The COVID-19 pandemic has changed many things in business, producing a new normal that all of us now operate in—and analytics is no exception.
“As companies adapt to the new normal created by COVID, one of the primary questions we’re asked in analytics is how to retrain artificial intelligence (AI) models with a more diverse data set,” said David Tareen, director of AI and analytics at SAS.
Tareen said that the pandemic altered the integrity of the analytic data models that many companies had in place. This required companies to redefine and retrain those models so the analytics could address new business and environmental conditions that the pandemic brought about.
SEE: How COVID-19 is disrupting the enterprise and what you can do about it (TechRepublic Premium)
In some cases, existing data models that had been so reliable suddenly began to underperform to the point that they needed tweaking. In other cases, companies lacked data and applications altogether to deal with the COVID crisis, and they had to find ways to obtain the data they needed and develop new analytics models quickly.
“in one case, airports had been using predictive modeling to understand and improve aircraft traffic flow,” Tareen said. “What they found with the pandemic was that these models had to be retrained and additional data sources added before the models could start accurately predicting the new normal traffic pattern that resulted from COVID.”
In some instances, new types of analytics data and applications had to rapidly be created to deal with the COVID crisis. The east Indian state of Odisha found itself in this situation.
Odisha wanted tools to measure the aggressiveness of the pandemic and determine how the pandemic was spreading. It also wanted analytics that could help it assess what the patient loads would be on healthcare facilities like hospitals and clinics, and how it could best manage quarantines and other measures needed to combat the advance of COVID. Finally, it wanted risk assessment tools.

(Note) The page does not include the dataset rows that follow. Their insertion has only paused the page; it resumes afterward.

PR #1903, opened 2026-07-05
feat(mlxlm): support vision models via mlx-vlm processors

### LINKED ISSUE #1188: Consideration of support for mlx-vlm
### Presentation of the new feature

Similarly to mlx-lm, [mlx-vlm](https://github.com/Blaizzy/mlx-vlm) allows local Metal execution of MLX vision models.  The project is used quite extensively and is growing quickly.

Just like with mlx-vlm, just using the Torch 'mps' backend is impractical due to hugely inefficient execution, so everyone running a vision model locally on Metal uses this library.

### Where does it fit in Outlines?

This fits as a new integration, just like mlx-lm.  I believe due to the high degree of similarity to the mlx-lm implementation, mlx-vlm will be less difficult to integrate than a new framework!

pablopupo:
Closes #1188.

This adds vision-model support through `mlx-vlm` while preserving the existing text-only `MLXLM` path.

`from_mlxlm` now dispatches on its second argument:

- an MLX or Transformers tokenizer returns `MLXLM`;
- a Transformers processor returns the new `MLXLMMultiModal` wrapper.

The multimodal wrapper follows the existing `TransformersMultiModal` split. It accepts `Chat` inputs with `Image` assets, formats them with the processor's chat template, and uses `mlx_vlm.generate` or `mlx_vlm.stream_generate`. Plain string inputs, constrained generation, and streaming are supported. Vision batching raises `NotImplementedError` because the current `mlx-vlm` batching API does not fit Outlines' existing `generate_batch` contract.

Both wrappers expose the underlying Hugging Face tokenizer through `hf_tokenizer`, so the outlines-core, XGrammar, and llguidance backends can build their vocabularies without depending on whether the loader returned a tokenizer or processor.

`mlx-vlm` is included in the existing `mlxlm` extra so the loader has one installation path for text and vision models.

Verification:

- 22 MLX-LM and MLX-VLM tests pass.
- An Apple Silicon smoke test with `mlx-community/SmolVLM-256M-Instruct-4bit` covered unconstrained, regex-constrained, JSON-schema, and streaming generation on a real image.
- Pre-commit passes.

### DIFF
--- a/docs/features/models/mlxlm.md
+++ b/docs/features/models/mlxlm.md
@@ -10,14 +10,14 @@ Outlines provides an integration with [mlx-lm](https://github.com/ml-explore/mlx
 
     You need a device that [supports Metal](https://support.apple.com/en-us/102894) to use the mlx-lm integration.
 
-    You need to install the `mlx` and `mlx-lm` libraries to be able to use mlx in Outlines. Install all optional dependencies of the `MLXLM` model with: `pip install "outlines[mlxlm]"`.
+    You need to install the `mlx` and `mlx-lm` libraries to be able to use mlx in Outlines. Vision models additionally require `mlx-vlm`. Install all optional dependencies of the `MLXLM` model with: `pip install "outlines[mlxlm]"`.
 
 ## Model Initialization
 
 To create a MLXLM model instance, you can use the `from_mlxlm` function. It takes 2 arguments:
 
 - `model`: an `mlx.nn.Module` instance
-- `tokenizer`: a `transformers.PreTrainedTokenizer` instance
+- `tokenizer`: a `transformers.PreTrainedTokenizer` instance, or a `transformers` processor for vision models (see [Vision Models](#vision-models))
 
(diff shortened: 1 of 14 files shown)


RobinPicard:
Thanks a lot for picking up this old issue! I know it mentioned having a single class, but thinking more about I believe it would be better to follow the same approach as for the `Transformers` model with 2 classes and a dispatch in the loader function. Sorry for the change, would you mind implementing it? Otherwise things look really good!

pablopupo:
Done, no worries. It now mirrors the Transformers setup exactly. `MLXLMMultiModal` inherits from `MLXLM` with its own type adapter, and `from_mlxlm` dispatches on tokenizer vs processor the same way `from_transformers` does. The backends read the tokenizer from a shared `hf_tokenizer` attribute that both classes populate, so they didn't need any special casing there anymore. Re-ran the mlxlm tests and the SmolVLM smoke test on the new structure, all green.

pablopupo:
The requested text/multimodal split is in place, and the focused MLX-LM tests are green. @RobinPicard, could you take another look when you have a chance?

PR #1906, opened 2026-07-06
Stop omitting lmstudio.py from the coverage report

### LINKED ISSUE #1506: Handle skipped tests with coverage
We use the library `coverage` to check our test coverage in the CI. An issue we encountered is that skipped tests (for instance those related to `mlx`) are not taken into account such that the test fails even though we actually have a test for a given set of lines. A temporary solution is to exclude the files concerned from what `coverage` checks, but it's not the best. We should find a way of having `coverage` take into account those skipped tests.

ErenAta16:
Fixes #1506

`src/outlines/models/lmstudio.py` was in the coverage `omit` list because its image-handling paths need a live LM Studio server (`lms.prepare_image` uploads bytes to a running instance), and `from_lmstudio()`'s success branches / `AsyncLMStudio.close()` were never reached by any test that runs without one.

None of that actually requires real hardware or an API key, unlike the GPU/Apple Silicon files also in that list, so this closes the gaps with mocked tests instead:

- Un-skip the two image-input tests in `test_lmstudio_type_adapter.py`by stubbing `lms.prepare_image`, since everything else in those tests only checks the adapter builds the right `lmstudio.Chat` structure. Also added the matching "invalid image asset" test for chat-formatted input, mirroring the one that already existed for list-formatted input.

- Added tests for `AsyncLMStudio.close()`, the context re-entry skip in `generate_stream`, and `from_lmstudio()`'s dispatch for a plain `Client`/`AsyncClient` (both of which can be constructed against a bogus host without connecting, so no real server or mock is needed).
- Removed `src/outlines/models/lmstudio.py` from `[tool.coverage.run] omit` now that it hits 100% branch coverage on its own.
Verified locally with a coverage config that has no omit list: `src/outlines/models/lmstudio.py: 145 stmts, 54 branches, 100% cover`.

### DIFF
--- a/pyproject.toml
+++ b/pyproject.toml
@@ -194,7 +194,6 @@ omit = [
     "src/outlines/models/anthropic.py",
     "src/outlines/models/dottxt.py",
     "src/outlines/models/gemini.py",
-    "src/outlines/models/lmstudio.py",
     "src/outlines/models/mlxlm.py",
     "src/outlines/models/openai.py",
     "src/outlines/models/mistral.py",
--- a/tests/models/test_lmstudio.py
+++ b/tests/models/test_lmstudio.py
@@ -161,6 +161,15 @@ def test_lmstudio_init_from_client():
         assert model.client == client
         assert model.model_name is None
 
+    # `from_lmstudio` must dispatch to `LMStudio` for a sync client regardless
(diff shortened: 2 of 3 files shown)


RobinPicard (approved):
Nice addition, thanks!

PR #2202, opened 2026-06-22
test: add direct contract tests for join_path utility

### LINKED ISSUE #2191: Add a spec for the global `join_path` path-join helper in `src/utils/utils.cr`
## Description

`src/utils/utils.cr` is a tidy, well-tested little utility module — almost every helper in it already has a dedicated unit test. One pure helper, the global variadic `join_path`, is the lone exception and currently has no spec. This is a clean, behavior-preserving polish: add a `describe "join_path"` block that pins down its existing, verified behavior. No production code changes.

`join_path` is a pure `String... -> String` function (no IO, no ENV, no framework state) that composes URL path segments — it strips per-segment slashes and guarantees a single leading slash. It is used by the Clojure analyzers (reitit/compojure/pedestal) to build route prefixes, so locking in its behavior with a spec is worthwhile.

### Affected files
- `src/utils/utils.cr:34` — `def join_path(*segments : String) : String`; rejects empty segments, maps each through `.chomp("/").lstrip("/")`, joins on `"/"`, and prepends `"/"` if the result doesn't already start with one. Pure, no side effects.
- `spec/unit_test/utils/utils_spec.cr` — the sibling spec for this same file; already tests `remove_start_slash` (line 4), `get_relative_path` (13), `any_to_bool` (76), `escape_glob_path` (106) but never `join_path`. Add the new `describe` block here.
- `spec/unit_test/utils/url_path_spec.cr:4` — ready copy-from template: a near-identical pure path-joining helper (`Noir::URLPath.join`) tested with plain `.should eq` String in/out assertions.

### Proposed change

Add a `describe "join_path"` block to `spec/unit_test/utils/utils_spec.cr` (the file already `require`s the function via `require "../../../src/utils/*"`, so no extra requires are needed). The expected values below were verified by running the real function against the current working tree:

```crystal
describe "join_path" do
  it "joins two segments" do
    join_path("/api", "users").should eq("/api/users")
  end

  it "collapses a double slash at the boundary" do
    join_path("/api", "/users").should eq("/api/users")
  end

  it "strips trailing slashes from segments" do
    join_path("api/", "/v1/").should eq("/api/v1")
  end

  it "skips empty segments" do
    join_path("", "users").should eq("/users")
  end

  it "joins three segments (variadic)" do
    join_path("a", "b", "c").should eq("/a/b/c")
  end

  it "always prepends a leading slash" do
    join_path("noslash").should eq("/noslash")
  end
end
```

**Pitfall to avoid:** test the *global* singular `join_path` from `src/utils/utils.cr` — do **not** confuse it with the global `join_paths` (plural, in `src/analyzer/analyzer.cr`) or with the unrelated private 2-arg `join_path` methods that the Dart analyzers (`src/analyzer/analyzers/dart/shelf.cr`, `angel3.cr`) define locally. The function under test is the variadic `*segments` one.

Verify with:

```sh
crystal spec spec/unit_test/utils/utils_spec.cr
```

### Why this is a good first issue

Small, self-contained, and test-only — it adds assertions to an existing spec file and touches no production code, so there is zero endpoint/param/callee detection (FP/FN) risk. The expected values are already verified, and the adjacent `url_path_spec.cr` provides a near-identical structure to copy from, so a newcomer can complete it confidently in one file.

---
🇰🇷 `src/utils/utils.cr`의 순수 헬퍼 `join_path`(형제 함수들은 모두 테스트가 있는데 이것만 누락)에 대해 `utils_spec.cr`에 `describe "join_path"` 블록을 추가하는 테스트 전용 작업입니다.

c0d33ngr:
PR to closes #2191 

## Description

This PR adds a dedicated unit test suite (`describe "join_path"`) to `utils_spec.cr` to directly verify the URL path segment composition of the global variadic `join_path` helper. 

While almost every other helper in `src/utils/utils.cr` already possessed explicit tests, `join_path` was the lone exception. This is a low-risk, test-only addition that brings full coverage consistency to the utility module.

### Changes
- **`spec/unit_test/utils/utils_spec.cr`**:
  - Appended test cases verifying double slash collapsing, trailing slash stripping, empty segment skipping, variadic joining, and leading slash enforcement.

### Verification
- Verified passing locally via `crystal spec spec/unit_test/utils/utils_spec.cr`.
- Ran `crystal tool format`.

### DIFF
--- a/spec/unit_test/utils/utils_spec.cr
+++ b/spec/unit_test/utils/utils_spec.cr
@@ -124,3 +124,29 @@ describe "escape_glob_path" do
     escape_glob_path("/x/{a}[b]*?\\c").should eq("/x/\\{a\\}\\[b\\]\\*\\?\\\\c")
   end
 end
+
+describe "join_path" do
+  it "joins two segments" do
+    join_path("/api", "users").should eq("/api/users")
+  end
+
+  it "collapses a double slash at the boundary" do
+    join_path("/api", "/users").should eq("/api/users")
+  end
+
+  it "strips trailing slashes from segments" do
+    join_path("api/", "/v1/").should eq("/api/v1")
+  end
+
+  it "skips empty segments" do
+    join_path("", "users").should eq("/users")
+  end
+
+  it "joins three segments (variadic)" do
+    join_path("a", "b", "c").should eq("/a/b/c")
+  end
+
+  it "always prepends a leading slash" do
+    join_path("noslash").should eq("/noslash")
+  end
+end


hahwul (approved):
LGTM

hahwul:
@c0d33ngr Thanks!

PR #2254, opened 2026-07-10
docs: rebuild the site around the project's own film-noir artwork

hahwul:
## Why

The docs site leaned on indigo `#818cf8`, the generic "AI indigo," while the project's own artwork is unmistakably film noir: `noir-wallpaper.jpg` is a monochrome city street at night with the wordmark knocked out of the frame, and the mascot Hak is a crane in a detective's trench coat whose only colour is a red crest. The name is French for black. The design was already in the repo; the site never used it.

This rebuilds the site around that, and takes the accessibility and correctness debt with it.

## Design

**One accent, derived not invented.** The red is Hak's crest, sampled at `#EA1623` and opened to `#EE2A22` so that both "red text on near-black" and "near-black label on a red fill" clear WCAG AA at 4.67:1 — the raw crest red only reaches 4.35:1. So primary CTAs are a red fill with a near-black label, never white on red (3.58:1). One radius scale, one z-index scale, no pure black or white. Third-party logos are grayscaled so Hwaro's brick red cannot leak in.

**The landing is a poster.** The wordmark baked into the photograph is the title; a restrained `h1` sits under it. The header is transparent only at scroll position zero.

**The docs reader** is a three-column layout (sidebar, 72ch prose, TOC). Only the branch holding the current page starts open, decided server-side so the tree never renders expanded and then snaps shut.

Typography moves from Inter to self-hosted Geist. Motion is native CSS plus IntersectionObserver: no scroll listeners, everything collapses under `prefers-reduced-motion`, and nothing is hidden unless `:root.js` is present — a page whose scripts fail to load stays readable.

## Nothing moves

All **136 URLs are byte-identical** to the previous build. I captured the old site's URL list before touching anything and diffed it at the end. Root files (`rss.xml`, `/ko/rss.xml`, `sitemap.xml`, `llms.txt`, `manifest.json`, `sw.js`, per-author feeds) are all preserved.

## Fixes carried along

- **Four orphaned pages.** The old sidebar silently stranded `usage/supported/{mobile,cli,ai_context_coverage}` and the whole `usage/cli_commands` section: they existed but nothing linked to them. All 61 pages are now reachable, each exactly once.
- **Missing alt text** on ten content images. Each now describes what the image actually shows, in both languages.
- **CLS.** Column-0 markdown images are emitted as `` with intrinsic dimensions, dropping CLS on `/get_started/running/` from 0.052 to 0.013.
- **Korean pages had no TOC** once `toc = true` moved into `[cascade]` — the `.ko.md` section indexes needed it too.
- **The release script would have silently stopped bumping the version.** `scripts/version_common.cr` grepped `class="hero-badge">v1.1.0<` out of both landing pages; that badge is gone. It now reads the version chip from the shared nav template.

## Verification

Measured, not asserted, against the built site:

| Check | Result |
| --- | --- |
| URL parity vs. old build | 136 / 136 identical |
| EN/KO doc parity (CI gate) | 66 / 66 |
| Contrast, both themes | 94 / 94 (incl. blog, authors, Korean) |
| Interactive (search, theme, drawer, copy, scroll-spy, reduced-motion) | 19 / 19 |
| i18n (search filtering, switcher round-trip, prev/next prefixes) | 6 / 6 |
| Sidebar expansion + position | 17 / 17 |
| Horizontal overflow, 19 pages x 4 widths | none |
| LCP (4x CPU throttle) | 808 ms, hero image |
| CLS (landing) | 0.0000 |
| `/noir` sub-path build | zero 404s, both languages |
| `hwaro doctor` / `tool validate` | clean |

## Notes for review

- The commits are a stacked redesign: `docs/` is replaced wholesale, so intermediate commits do not build on their own. The final state does.
- The blog and author templates are rebuilt in the new language (the aurora gradient is gone), but their content is untouched.
- 93 em-dashes remain in the existing prose. I did not rewrite your documentation copy; happy to in a follow-up.
- Four external links 404 and predate this branch: a hahwul.com post, `portswigger.net/burp`, an Apple simulator doc, and `src/miniparsers/go_route_extractor.cr`.
- `docs/AGENTS.md` records the traps that cost me time here: CommonMark ending an HTML block at a blank line, a `::after` painting above its siblings, `hwaro serve`'s first build using the config `base_url`, and `@media (max-width: 900px)` holding both the header collapse *and* the sidebar drawer.

🤖 Generated with [Claude Code](https://claude.com/claude-code)


hahwul (commented):
## Review

Reviewed by exercising the built site, not only reading the diff. Overview, then findings ranked by severity.

**What it does:** replaces the docs theme (Inter/indigo → Geist/monochrome + one signal red), rebuilds every template, moves UI copy into `i18n/*.toml`, adds a language switcher, rebuilds blog/author pages, and repoints the release tooling. All 136 URLs are preserved.

The design work is sound and the palette reasoning is grounded (the 4.35:1 → 4.67:1 accent adjustment is the right call). The verification table checks out. But three real bugs slipped past those checks, all in the "everything renders, so it passes" blind spot.

---

### 🔴 Correctness

**1. `code.js` treats mermaid diagrams as code blocks** — `docs/static/js/code.js:18`

`document.querySelectorAll(".prose pre")` also matches `<pre class="mermaid">`, which the shortcode emits inside `.prose`. Every diagram gets wrapped in `.code-block` with a `CODE` language label and a Copy button. Clicking it copies the rendered SVG's node labels:

```
"Optimizer Detectors Condition Condition Condition Results Tags Techs …"
```

Affects 6 pages (`get_started/overview`, `get_started/ai_power`, `usage/output_formats/mermaid`, and their `/ko/` twins). Fix: `.prose pre:not(.mermaid)`.

**2. "Edit this page on GitHub" is broken on all 132 doc pages** — `docs/templates/page.html:16`

`{{ page.path }}` is empty — Hwaro exposes no source-file path (I probed `page.{path,relative_path,file,source,source_path,filename,slug}`; all empty). Every link resolves to:

```
https://github.com/owasp-noir/noir/edit/main/docs/content
```

i.e. a directory. It has to be derived from `page.url` + `page_language`, and section pages have no edit link at all.

**3. Korean pages link to the English author profile** — `blog_post.html:36`, `taxonomy.html:30`

`/ko/authors/hahwul/` exists and is fully Korean (`<html lang="ko">`, `전체 작성자`, links to `/ko/blog/…`), but Korean blog posts and the Korean authors index both link to `/authors/hahwul/`. The inline comment claiming "hwaro emits a single global /authors tree" is stale. Needs `lang_prefix`.

---

### 🟡 Regressions & consistency

**4. Sidebar is unusable without JavaScript** — `style.css:441,470`

Collapsed groups are `display: none` and the only way to open them is a JS click handler, so a no-JS visitor reaches **6 of 61** links. Before this PR every group was expanded server-side and JS only collapsed them. `<details>`/`<summary>` gives the same behaviour, keeps the server-side open state, works without JS, and deletes `wireCollapse`.

(The landing degrades correctly — 0 hidden `[data-reveal]` elements without JS. Good.)

**5. JS-side UI strings are not internationalized**

The PR moves "every UI string" into i18n tables, but five remain hardcoded English and appear on Korean pages:

- `code.js:59,64` — `Copy` / `Copied` / `Press Ctrl C`
- `search.js:75` — `No results for "…"`
- `theme.js:23,24` and `nav.html:44` — `Theme: auto` (aria-label + title)

---

### 🟠 Risk

**6. Mermaid is loaded from a floating CDN tag with no SRI** — `mermaid.js:69`

`https://cdn.jsdelivr.net/npm/mermaid@10/dist/mermaid.min.js` resolves to whatever the latest 10.x is. Pre-existing, but this file is rewritten here, so it is the moment to pin an exact version and add `integrity` + `crossorigin`.

**7. `check_version_consistency.cr` passes silently when a version is not found**

`compact_map` drops `nil`, so an unmatched file simply disappears from the comparison. I watched it print `docs/templates/partials/nav.html  Not found` and then `✅ All versions match`. Now that the nav template is the *only* docs file tracked, a markup change there would silently stop the release check from covering docs.

**8. Nit:** `.search-result span` sets `-webkit-line-clamp` with no standard `line-clamp` fallback.

---

### Not problems

- `[assets] fingerprint = true` does not rename `style.css`, so the direct `{{ base_url }}/css/style.css` reference is safe.
- `og.auto_image` does generate `og-images/*.png`.
- `search.js` escapes title, snippet, and href before `innerHTML`; the regex is escaped after HTML-escaping, so highlight matching is safe.
- `[markdown] safe = false` is required by the landing and the generated `tech-card` HTML; content is repo-trusted.

Fixes for 1–7 incoming.

hahwul:
## Review fixes pushed

All eight findings addressed, plus one more the fix surfaced.

| # | Finding | Fix |
| --- | --- | --- |
| 1 | mermaid rendered inside a code block, Copy copied SVG labels | `.prose pre:not(.mermaid)` |
| 2 | "Edit this page" pointed at `docs/content/` on all 132 pages | path rebuilt from `page.url` + language; **`docs/scripts/check_edit_links.sh`** asserts all 122 resolve |
| 3 | Korean pages linked to the English author profile | `lang_prefix` on both call sites |
| 4 | no-JS reader reached 6 of 61 sidebar links | `<details>`/`<summary>`; native disclosure, keyboard and a11y state; `wireCollapse` deleted |
| 5 | `Copy` / `No results for` / theme label hardcoded English | handed to the scripts via `window.NOIR_I18N`, English fallbacks |
| 6 | `mermaid@10` floating, no SRI | pinned `10.9.1` + `sha384` integrity + `crossorigin` |
| 7 | version check passed silently on an unreadable version | missing version is now a hard failure |
| 8 | `-webkit-line-clamp` only | left as-is; no standard `line-clamp` in the target browsers yet |

**A ninth, surfaced by fixing #1.** Once the diagrams rendered properly I could actually look at them in light mode: the overview diagram hardcodes `classDef highlight fill:#000`, which was safe while the docs were dark-only. Under light mode the node label is near-black and the `SourceCode` and `Report` nodes were black-on-black. They now carry the site accent with a near-black label — the same 4.67:1 pairing as the primary CTA.

**A tenth, self-inflicted.** `ui.theme` was itself a missing key, so the toggle's label read the literal string `ui.theme: auto`. That is precisely the footgun the i18n commit documented, and the unresolved-key scanner caught it. It now runs over all 132 built pages and reports zero.

### Verification after the fixes

11/11 review-fix assertions, 17/17 sidebar (expansion, position, keyboard, no-JS, drawer), 94/94 contrast in both themes, 19/19 interactive, 6/6 i18n, no horizontal overflow across 19 pages × 4 widths, LCP 808 ms, CLS 0.0000, 136/136 identical URLs, edit links 122/122, `doctor` / `validate` / `check_doc_parity` / `check_version_consistency` all clean.

Two notes for whoever touches this next, now recorded in `docs/AGENTS.md`:

- hwaro exposes **no** source-file path to templates. Anything that needs one has to derive it and be checked.
- `.prose pre` matches `<pre class="mermaid">`.

🤖 Generated with [Claude Code](https://claude.com/claude-code)

PR #2356, opened 2026-07-19
fix: perf-series follow-ups — recover dropped endpoints, bound memo, widen rescue

hahwul:
Follow-up to #2354. (Supersedes #2355, which GitHub auto-closed when #2354's branch was deleted on merge — same commits, now rebased onto `main`.)

## 1. Perf gates were dropping real endpoints

Two gates from the perf series trade false negatives for speed. For a tool whose job is enumerating attack surface that is the wrong direction, and both are silent — no warning, no diagnostic.

### `filter_redundant_generic_techs`

Dropped `js_http` / `go_http` / `python_starlette` whenever a same-language framework was detected. `techs` is a **flat, repo-wide list with no path granularity**, so a framework found *anywhere* suppresses the generic analyzer *everywhere*.

In a monorepo those belong to different applications. Measured on a 500-file Go corpus (400 Gin files + 100 `net/http` files):

| | unique URLs |
|---|---|
| before | 800 |
| after | **1000** |

+200 recovered, **0 lost**. The recovered set is exactly the raw `net/http` surface:

```
/debug/pprof/
/internal/secrets
/internal/shutdown
```

...i.e. the endpoints most worth finding. Same shape confirmed for Python — a standalone Starlette service beside a FastAPI one lost `/events/webhook` and `/events/internal/replay`.

Framework-vs-framework rules above are untouched and remain safe: both analyzers there target the same routing DSL. Scoping the stdlib rule correctly would need a per-tech path map from the detect loop (which does know the file) — a comment records that so it isn't re-added as-is.

### `zap_sites_tree`

Required a `*sites*` basename. ZAP export filenames are chosen by the user at export time, so an export saved as `zap_export.yaml` was dropped with no diagnostic — **0 endpoints, 7 after**. The expensive work is already gated in `detect` by the `includes?("Sites")` content guard, so the name gate only saved a substring scan.

## 2. Python memo bypassed its eviction cap

`extract_decorations_and_blueprints` wrote straight into the memo hashes, skipping the `DEFAULT_MAX_ENTRIES` eviction that `ExtractionResultCache.fetch` performs. It can't use `fetch` (that would parse twice), but the result was that the 4096 cap never applied to the **dominant** Python path — Flask, Quart and Sanic all use this combined entry point; the capped solo entries are the minority. On a large monorepo both memos grew one entry per file for the whole scan.

Extracted the capped insert as `ExtractionResultCache.store_capped`, so one parse still fills both stores but eviction applies.

## 3. Detector worker could hang the scan

The worker loop rescued only `File::NotFoundError`, unlike `parallel_analyze` which also has a broad `rescue e : Exception`. Any other exception from a detector or passive rule unwinds the worker to `ensure wg.done` and kills that fiber. Once every worker has died, the reader fiber blocks forever on `channel.send` — the scan hangs with no output and no crash. Mirrored `parallel_analyze`'s rescue.

## 4. Two comments describing behaviour the code doesn't have

- `source_fingerprint` claimed it mixes in `object_id`; it hashes content + bytesize only. Content-only is the *correct* choice — a recycled `object_id` would serve another file's table — the comment just described the opposite of the invariant.
- `@result_mutex` claimed fibers "can interleave on yield during Array reallocation". noir builds without `-Dpreview_mt`, so `Array#<<` has no yield point and cannot interleave today; the mutex is forward-looking for MT, not a fix for a live race.

## Left open deliberately

`@result_mutex` also **disagrees with `docs/content/development/analyzer_architecture`**, which documents the opposite convention (no mutex in per-file analyzers; synchronize at the `parallel_analyze` layer if MT lands), and the helpers are applied to only 7 engines — not the 5 Python analyzers this same series newly parallelized. Flagged in the comment rather than resolved: whether to remove it or apply it everywhere and update the docs is an architecture call, not a review fix.

Two other findings are **not** addressed here:
- `php_pure` is dropped by the same repo-wide rule when Laravel is present (pre-existing, not from this series) — a legacy `/upload.php` beside a Laravel app is lost.
- Parallelizing the Python walks makes endpoint ordering (and the reported `file:line` on duplicates) depend on worker count, i.e. on the host CPU count. Deterministic per machine, so CI won't see it; fixtures are far under the 128 channel capacity where divergence starts.

## Verification

| Check | Result |
|---|---|
| `crystal spec spec/unit_test` | 4087 / 0 failures |
| `crystal spec spec/functional_test` | 22383 / 0 failures |
| `ameba` | 1793 / 0 failures |
| `crystal tool format --check` | clean |

Re-run after the rebase onto `main`. Endpoint counts measured on this branch's binary.

### DIFF
--- a/spec/unit_test/analyzer/analyzer_selection_spec.cr
+++ b/spec/unit_test/analyzer/analyzer_selection_spec.cr
@@ -16,24 +16,20 @@ describe "filter_redundant_generic_techs" do
     filter_redundant_generic_techs(techs).should eq(techs)
   end
 
-  it "drops js_http when a JS framework analyzer is present" do
-    filter_redundant_generic_techs(["js_http", "js_express"]).should eq(["js_express"])
-    filter_redundant_generic_techs(["js_hono", "js_http", "js_fastify"]).should eq(["js_hono", "js_fastify"])
+  # Regression guard: a repo-wide framework hit must never suppress a
+  # generic stdlib analyzer. In a monorepo the two can belong to different
+  # applications (a standalone net/http admin listener beside a Gin API,
+  # a standalone Starlette service beside a FastAPI one), so dropping the
+  # generic analyzer silently loses real endpoints.
+  it "keeps go_http when a Go framework analyzer is also present" do
+    filter_redundant_generic_techs(["go_http", "go_gin"]).should eq(["go_http", "go_gin"])
   end
 
-  it "keeps js_http when no JS framework analyzer is present" do
-    filter_redundant_generic_techs(["js_http"]).should eq(["js_http"])
+  it "keeps js_http when a JS framework analyzer is also present" do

The problem was that Odisha didn’t have the data or the tools that were needed to do the job.
The on-the-ground issues Odisha was facing were critical. There were bottlenecks in mobilizing people and deployment of infrastructure due to the strict rules that were in place for the country lockdown. Logistics, road transport, trains, police personnel availability and resources at numerous government departments were some of the biggest hurdles.
To help meet the challenge, Odisha brought in SAS to help in a “ground floor” analytics project. “While the overall project delivery took four to six months, Odisha’s dashboard was built in only six weeks,” said Kunal Aman, head of marketing for SAS India. “Odisha used analytics for monitoring the virus transmission, infection rate, and state healthcare infrastructure readiness.”
SEE: Snowflake data warehouse platform: A cheat sheet (free PDF) (TechRepublic download)
What were the lessons learned from Odisha and the airports?
1. It’s necessary to roll with the changes
In any crisis (in this case, COVID) the underlying assumptions and fundamentals of analytics can radically change, rendering them ineffective. Companies must develop agile techniques to continuously refine and recalibrate their analytics so the analytics stay in step with what is happening on the ground.
2. You may need to ask for help
You can find yourself in a situation where you don’t have the internal analytics tooling or expertise to rapidly respond to a crisis at all. In these cases, assistance from knowledgeable vendor or consultant can help.
3. Analytics are essential for organizations to function
Finally, the COVID crisis may well be the inflection point that transformed analytics into a mission-critical capability. Without up-to-date analytics that can inform and actualize incident response, there are few ways for organizations to know what is going on in their environments at any point in time, how to assess risk or what to do.
This is how COVID transformed analytics from a “nice to have” to a “must have” corporate capability.